Each line of the listing that contains the word "changes" is to be copied.

+ + + +

PR #647, opened 2020-02-04
Renamed downstairs bedroom

yairm210:
This is also the place for discussion on how renaming maps affects currently saved games
Once we manage to 'successfully' migrate one map, the other renames will probably be en-masse (depends on y'all though)


bitcraft:
Looks good.  I want to make sure the other map editors do not have unpushed changes before merging this.

kerizane:
Do we want the game to be able to handle these changes? 
Bad user experience if it crashes. Annoying for us to explain to people how to fix.

How about this? 
https://github.com/Tuxemon/Tuxemon/pull/648

If people want to rename a map they need to add it to MAP_RENAMES.

yairm210:
I'm in favor of this!

Qiangong2:
the thing about map1 is that it includes both taba and paper town in one. As well as route 20

yairm210:
Wait, the second town is called paper town?
There's no sign around, and the nurse is called taba town nurse, so... =/

Qiangong2:
Yeah, it's called paper town. It's taken from the wiki

bitcraft:
Are these areas part of a region?  Can we call this "region01.tmx?"

Qiangong2:
> Are these areas part of a region? Can we call this "region01.tmx?"

Well, as with all pokemon-esque games, the entire game is called a "region". The region we are building is called Fondent region.

I guess taba_town.tmx would work fine

PR #648, opened 2020-02-04
Add map renaming to save upgrade logic

kerizane:


kerizane:
If people want to rename a map they need to add it to MAP_RENAMES.

kerizane:
Or we could just default to the starting location

tuxemon/core/save_upgrader.py
```diff
@@ -0,0 +1,52 @@
+"""
+This module is for handling breaking changes to the save file.
+
+Renaming maps:
+  - Increment the value of SAVE_VERSION (e.g. from 1 to 2)
+  - Add an entry to MAP_RENAMES consisting of:
```
kerizane: Went into lots of detail here as map editors aren't expected to know python.

bitcraft: good idea

tuxemon/core/save_upgrader.py
```diff
@@ -0,0 +1,83 @@
...
+        if new_name:
+            save_data['current_map'] = new_name
+
+
+def upgrade_save(save_data):
+    version = save_data.get("version", 0)
+    for i in range(version, SAVE_VERSION):
+        update_current_map(i, save_data)
+        if i == 0:
+            def fix_items(data):
```
bitcraft: Is it possible to move this to module scope?

kerizane: fix_items?

I don't think it's that reusable, but sure.

bitcraft: its more about readability.  i do like nested functions but it was buried inside a conditional and when i wanted to see where `fix_items` was defined, it wasn't immediately obvious where it was.  putting nested funcs directly after the docstrings is fine, imo.

bitcraft:
This looks like a good start, thanks!  I like the change to its own module.

PR #1869, opened 2023-05-24
add techniques + technique effects

JaskRendix:
split from #1853 

PR:
- adds **empty** technique (similar to **skip**), necessary to avoid issues since **skip** appears only if both techniques are without recharge;
- adds **neutralize**;
- adds **tinder** (gives status_burn, status_burn will be added in another PR);
- adds **remove** technique effect (removes status/condition);
- adds **reverse** technique effect (reverse **switch**);
- renames **status_spyderbite** into **spyderbite** since it's not a status (avoid confusion next changes);


Sanglorian:
Great, thank you!

kerizane (dismissed):

mods/tuxemon/l18n/de_DE/LC_MESSAGES/base.po
```diff
@@ -2942,9 +2942,6 @@ msgstr "Text ist zu lang!"
 msgid "status_eliminated"
 msgstr "Beseitigt"
 
-msgid "status_spyderbite"
```
kerizane, line 2945: Can you fix this and all the others

kerizane (changes requested):

mods/tuxemon/l18n/de_DE/LC_MESSAGES/base.po
JaskRendix: Done

kerizane (approved):

PR #1870, opened 2023-05-24
add status_burn + fixes

JaskRendix:
split #1853 

PR:
- adds **status_burn**;
- renames technique effect **poison** into **drain**, that's because it'll be used by **burn** too, it's the same formula, same concept, it doesn't make sense having two files doing the same thing;
- renames **simple_poison** in formula.py in **damage_full_hp**, **damage_full_hp** will be used by drain, so poison and burn;
- replaces **damage_panjandrum** with **damage_full_hp** (as explained above, it doesn't make sense having three formulas doing the same thing but with a different number eg  `damage = target.hp // 8 or damage = target.hp // 4`);
- forgot to add **default** to **status_dozing**;
- fixes **use_success** of the technique with **switch** by setting **null**;
- adds **pre_checking** (inside combat.py) as we did for the player in combat_menu;
- upgrades **give** tech effect by allowing to set **both**;

### DIFF
--- a/mods/tuxemon/db/technique/amnesia.json
+++ b/mods/tuxemon/db/technique/amnesia.json
@@ -3,8 +3,7 @@
   "accuracy": 0.75,
   "animation": "sparks_gold_alt",
   "effects": [
-    "give status_exhausted,target",
-    "give status_exhausted,user",
+    "give status_exhausted,both",
     "damage"
   ],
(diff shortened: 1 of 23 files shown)


Sanglorian:
Good thinking to consolidate effects. Thanks for this!

kerizane (approved):

PR #1875, opened 2023-05-25
healing text (missed)

### LINKED ISSUE #1873: Healing techniques that cannot heal to say "But it is already at full health."
When Aardorn uses Hibernate while at full health, it says "It missed." But as Hibernate is 100% accuracy, I think what's happening is that the technique "fails" because Aardorn is already at full health. 

Would it be possible for healing moves that can't heal for that reason to instead say "But it is already at full health." ?

JaskRendix:
fix #1873 as requested by @Sanglorian 
fixed switch text too

### DIFF
--- a/mods/tuxemon/l18n/en_US/LC_MESSAGES/base.po
+++ b/mods/tuxemon/l18n/en_US/LC_MESSAGES/base.po
@@ -742,6 +742,9 @@ msgstr " "
 msgid "combat_miss"
 msgstr "It missed..."
 
+msgid "combat_full_health"
+msgstr "But it's already at full health."
+
 msgid "combat_forfeit"
 msgstr "You have forfeited!\n{npc} is disappointed."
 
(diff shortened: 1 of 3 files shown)


Sanglorian:
Thanks @JaskRendix ! This works great with the six healing techniques we've got, all of which are 100% accuracy. But if we introduced a healing technique with lower accuracy, if the technique missed would it show "But it is already at full health" even if the monster isn't?

JaskRendix:
> But if we introduced a healing technique with lower accuracy, if the technique missed would it show "But it is already at full health" even if the monster isn't?

True, solved.

Sanglorian:
> > But if we introduced a healing technique with lower accuracy, if the technique missed would it show "But it is already at full health" even if the monster isn't?
> 
> True, solved.

So fast, thank you! BTW the monster menu looks great too -- now that I have the right version of pymenu.

kerizane (approved):

PR #1876, opened 2023-05-25
run (cost turn)

### LINKED ISSUE #1874: A failed attempt to "Run" should cost a turn
**Describe the bug**
When the player attempts to run, and fails, the game correctly says that the attempt fails - but the player then gets to choose another course of action. Instead, selecting "Run" should be the player's choice for that turn, and the opponent should get their turn based on what they selected.

JaskRendix:
fix #1874 as requested by @Sanglorian 
```
Rockitten used Run!
But can't run away!
```
and it costs a turn

updated: it fixes a bug too, after testing I discovered that running away didn't trigger **end_combat**.
this was causing no recharge (techniques) and no reset of statuses
I split **end_combat** in **clean_combat** (called from combat_menu), in this way I can reset the main values without triggering an immediate end.

### DIFF
--- a/mods/tuxemon/db/technique/run.json
+++ b/mods/tuxemon/db/technique/run.json
@@ -7,7 +7,7 @@
 	"effects": [],
 	"flip_axes": "",
 	"icon": "",
-	"power": 50,
+	"is_fast": true,
 	"range": "special",
 	"sfx": "sfx_blaster",
 	"slug": "menu_run",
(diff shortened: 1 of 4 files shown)


Sanglorian:
Thanks heaps!

JaskRendix:
@Sanglorian with another PR I introduced the field: `"forfeit": false,` in some NPC JSON, in this way the player cannot forfeit from specific fights - eg bosses -, do you want that also this costs a turn? Let me know.

Sanglorian:
> @Sanglorian with another PR I introduced the field: `"forfeit": false,` in some NPC JSON, in this way the player cannot forfeit from specific fights - eg bosses -, do you want that also this costs a turn? Let me know.

Good question, I think not. Then that makes it clear that forfeiting is just not available in those fights, rather than something that sometimes fail.

JaskRendix:
Perfect, then we are ready to go

kerizane (approved):

Issue #1249, opened 2022-08-23
Translations are locked


airon90:
The following is shown when you go to [Weblate](https://hosted.weblate.org/projects/tuxemon/tuxemon/):

> The translation is temporarily closed for contributions due to maintenance, please come back later. 
> The translation was automatically locked due to following alerts: [Could not parse translation files.](https://hosted.weblate.org/projects/tuxemon/tuxemon/#alerts)

kerizane:
I merged an automatic PR recently. Not sure how weblate managed to break its own translations.

Weblate message:

mods/tuxemon/l18n/de_DE/LC_MESSAGES/base.po    Syntax error on line 1609: '# Revive\nmsgid "revive"\r\n

The commit:
https://github.com/Tuxemon/Tuxemon/pull/1200/commits/0a5b0a57387b6ea9c9421ff2cbbdf701fe6d3477

PR #1885, opened 2023-05-30
fix po (remove bracket)

JaskRendix:
PR removes a bracket from all PO files.

from `# Boosters (items)` to `# Boosters`

I was looking the cause of the issues with Weblate.
The last merged commit contained `# Boosters (items)` in the German version.
It's the exact line with the `error: Syntax error on line 2803: '# Boosters (items)\nmsgid "greenwash_badge"\r\n'`
If it's not this, then I have no idea.

### DIFF
--- a/mods/tuxemon/l18n/de_DE/LC_MESSAGES/base.po
+++ b/mods/tuxemon/l18n/de_DE/LC_MESSAGES/base.po
@@ -2799,8 +2799,7 @@ msgstr ""
 msgid "booster_tech"
 msgstr "Technologie Booster"
 
-# Boosters (items)
-
+# Boosters
 msgid "greenwash_badge"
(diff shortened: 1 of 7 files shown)


NeonFlames:
Its interesting that the parenthesis cause issues with weblate.

NeonFlames:
I believe the issue would the differing newline representation 
`# Boosters (items)\nmsgid "greenwash_badge"\r\n' - \n (LF) vs \r\n (CRLF)
A script to force all lines to use the LF representation would probably help with issues like this.

JaskRendix:
@NeonFlames I think you're right, because it's the second time that the German PO fails. Already in #1249 and it was the same issue with `#somethingrelated`

kerizane (approved):

PR #1890, opened 2023-06-01
Rival House - Paper Town (Spyder)

JaskRendix:
PR:
- adds rival house in Paper Town;
- adds all the transition teleports;
- fixes core_buildings.png (it moves 1px a house sprite since it wasn't correctly aligned);

@Sanglorian you wanted to add Rival Billie house in Paper Town, since Daycare is Granny Piper house, what do you think about this? I added Billie (Rival House on the right of the backyard (daycare)

exterior
spyder_paper_town
interior, eventually we can expand it with new rooms, like above (exactly in front at the stairs) or below (a new place on the left close to the entrance - as well as between the TV and the kitchen);
spyder_rival_house

at the moment the house is completely empty, but we can add events such as television, someone who stops the player to to the office or/and bedroom, etc. later (we can do it in a separate PR).

Let me know.


ultidonki:
It's not up to me, but I think the new house looks good - thank you! :smiley_cat:

Sanglorian:
Thanks for this, looks good! Could be a nice way to flesh out Billie's family.

JaskRendix:
Ready to go, items descriptions / npcs dialogues will follow in a separate PR.

kerizane (approved):

PR #1899, opened 2023-06-03
set_player_name (event action)

### LINKED ISSUE #1898: Change the default name of the protagonist
It wasn't until I was playing Tuxemon about a month ago that I found out that the default character name was "Red" and I thought that being a monster capture game, the default character name shouldn't be "Red" which is very reminiscent of Pokemon character "Red" and Pokemon Red Version, I have come up with two Chinese names (I am not good at English names), which are the default names for the hero/heroine. You are welcome to think of a new protagonist name or give suggestions on the name, thank you!

JaskRendix:
PR introduces a new event action, so the modder can set/change a name (or multiple where one is chosen randomly) without opening the input. Requested by @DavidLiang1129 because he realized that the name **Red** popped up in the input and no matter that the player can write a new one or picking up one randomly, that name was wrong. 

fix #1898

In this way the default names (eg male), it'll be chosen randomly among Jimmy, Linus or Richard
```
msgid "m_default1"
msgstr "Jimmy"
msgid "m_default2"
msgstr "Linus"
msgid "m_default3"
msgstr "Richard"
msgid "f_default1"
msgstr "Ada"
msgid "f_default2"
msgstr "Christine"
msgid "f_default3"
msgstr "Hawthorn"
```
Thanks @Sanglorian for the default suggestions

### DIFF
--- a/mods/tuxemon/l18n/en_US/LC_MESSAGES/base.po
+++ b/mods/tuxemon/l18n/en_US/LC_MESSAGES/base.po
@@ -5201,6 +5201,24 @@ msgstr "Professor"
 msgid "npc_red"
 msgstr "Red"
 
+msgid "m_default1"
+msgstr "Jimmy"
+
+msgid "m_default2"
+msgstr "Linus"
+
+msgid "m_default3"
+msgstr "Richard"
+
+msgid "f_default1"
+msgstr "Ada"
+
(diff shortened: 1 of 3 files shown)


DavidLiang1129:
Thank you for your hard work!😄

kerizane (approved):

PR #1901, opened 2023-06-03
routea (Spyder)

JaskRendix:
@Sanglorian since Route 7 is connected to Route A, I modified Route A by enlarging the mansion (the building).

spyder_routea

I added two teleport inside Mansion Top, those point directly to the balcony; from the balcony to the inside.

If it's ok, then we can put a guy blocking the path on the balcony, this guy will tell something about a landslide, blocked path, something else. Let me know.


Sanglorian:
Great idea!

JaskRendix:
Perfect, I updated also the mountain with more mazes.

kerizane (approved):

PR #1902, opened 2023-06-03
Updated font

Sanglorian:
I've added three symbols to the pixel font we use: male symbol (♂), female symbol (♀) and captured symbol (in the ◉ slot). I thought this might make the gender symbols fit in more with the rest of the font, and make showing whether a monster is captured easier too. 

Let me know what you think! Welcome any thoughts.


JaskRendix:
Thanks for the captured symbol, it simplifies things, so we can put it close to the name

kerizane (approved):

PR #1903, opened 2023-06-04
captured symbol (combat screen)

JaskRendix:
Following #1902

PR adds the symbol captured:
- only wild encounters;
- only if the monster is set as captured;

do you prefer
Screenshot from 2023-06-04 07-40-48
or (in the second picture the text isn't forced anymore to spread on the entire length, but at least it gives us the space to put the symbol)
Screenshot from 2023-06-04 07-52-32
?

@Sanglorian let me know if the position is ok.


Sanglorian:
Thanks, this is a great feature. 

I prefer number 2, but would it also be possible to show the gender and captured symbols at full size? I 

know there's a space limitation you've been running into - but what if we increased the length of the monster cards a bit? That would also allow us to display the current HP and max HP for the player's monster, which I've been thinking could be a nice addition.

JaskRendix:
> would it also be possible to show the gender and captured symbols at full size?

Full size? There is no full size, you need to update the symbol inside the font file and make it bigger.
As soon as it gets merged you can try to enlarge it and see what happens.
You can also consider to add another symbol for neuter monsters (at the moment we got nothing).

> I know there's a space limitation you've been running into - but what if we increased the length of the monster cards a bit? That would also allow us to display the current HP and max HP for the player's monster, which I've been thinking could be a nice addition.

Yeah, but we need to think how to proceed, because it's going to touch different things. Ideally the text must be shown on the bar, similar at how it happens on the PC store.

kerizane (approved):

Sanglorian:
Thanks so much for this! Very useful quality of life feature. 

> > would it also be possible to show the gender and captured symbols at full size?
> 
> Full size? There is no full size, you need to update the symbol inside the font file and make it bigger. As soon as it gets merged you can try to enlarge it and see what happens. You can also consider to add another symbol for neuter monsters (at the moment we got nothing).

Sorry about that! I wasn't looking at it properly. I think it's okay to leave blank for neuter, but I'll have a think. 

> 
> > I know there's a space limitation you've been running into - but what if we increased the length of the monster cards a bit? That would also allow us to display the current HP and max HP for the player's monster, which I've been thinking could be a nice addition.
> 
> Yeah, but we need to think how to proceed, because it's going to touch different things. Ideally the text must be shown on the bar, similar at how it happens on the PC store.

Makes sense! Let me know what would be useful from me, if I should mock up an example or something.

PR #1905, opened 2023-06-04
refactor types (elements)

JaskRendix:
PR refactors types (related to #1852 expansion of types)

At the moment types were listed inside the db.py.

This PR creates a folder in **DB** called **Element** where there is a JSON for each element.

eg earth.json
```
  "slug": "earth", <---- name of the element
  "types": [
    {
      "against": "aether", 
      "multiplier": 1
    },
    {
      "against": "earth",
      "multiplier": 1
    },
    {
      "against": "fire",
      "multiplier": 1
    },
    {
      "against": "metal",
      "multiplier": 0.5
    },
    {
      "against": "water", <-- if technique earth targets a water monster, then multiplier is 2
      "multiplier": 2
    },
    {
      "against": "wood",
      "multiplier": 1
    }
```
in this way elements will not be hardcoded inside the code, modders can add / remove elements, modders can change multiplier, they can do what they want. It'll make easier to expand elements.

Why? @freshreplicant wanted it, he talked about modules and how we needed it (@Sanglorian too)
(it looks like there are a bunch of modders stopped only by this, honestly I don't know)

my first thought was to create a separate self.elements (eg monster.elements and technique.elements), but at the end it was possible to integrate it inside the original monster.types / technique.types. I needed to fix a couple of things, but I'm satisfied by the result.

### DIFF
--- a/mods/tuxemon/db/element/aether.json
+++ b/mods/tuxemon/db/element/aether.json
@@ -1,0 +1,29 @@
+{
+  "slug": "aether",
+  "types": [
+    {
+      "against": "aether",
+      "multiplier": 1
+    },
+    {
+      "against": "earth",
+      "multiplier": 1
+    },
+    {
+      "against": "fire",
+      "multiplier": 1
+    },
+    {
+      "against": "metal",
+      "multiplier": 1
+    },
+    {
+      "against": "water",
+      "multiplier": 1
+    },
+    {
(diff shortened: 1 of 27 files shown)


kerizane (approved):

freshreplicant:
That's brilliant, thank you for implementing this.

PR #1907, opened 2023-06-05
refactor shape

JaskRendix:
PR refactors shape and it creates a folder in the DB called **shape**, here inside a single, simple and easy to understand JSON called **shapes.json**

Why this? Because @Sanglorian was considering to add new body shapes. This will make everything easier for modders, they can add/remove shapes as well as correct values (speed, ranged, etc.) without being forced to edit the actual code.

Moreover it removes hardcoded things in monster.py

I was forced to add MonsterShape.default as well as this piece inside shape.py:
```
        if slug == MonsterShape.default:
            pass
        else:
            results = db.lookup(slug, table="shape")
```
because if not `test_catch_release.py` and `test_monster.py` were failing (unable to load the table)

### DIFF
--- a/mods/tuxemon/db/shape/shapes.json
+++ b/mods/tuxemon/db/shape/shapes.json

+ + + +

▶ _Answer for the task_
Looks good.  I want to make sure the other map editors do not have unpushed changes before merging this.
Do we want the game to be able to handle these changes? 
+This module is for handling breaking changes to the save file.
- renames **status_spyderbite** into **spyderbite** since it's not a status (avoid confusion next changes);
kerizane (changes requested):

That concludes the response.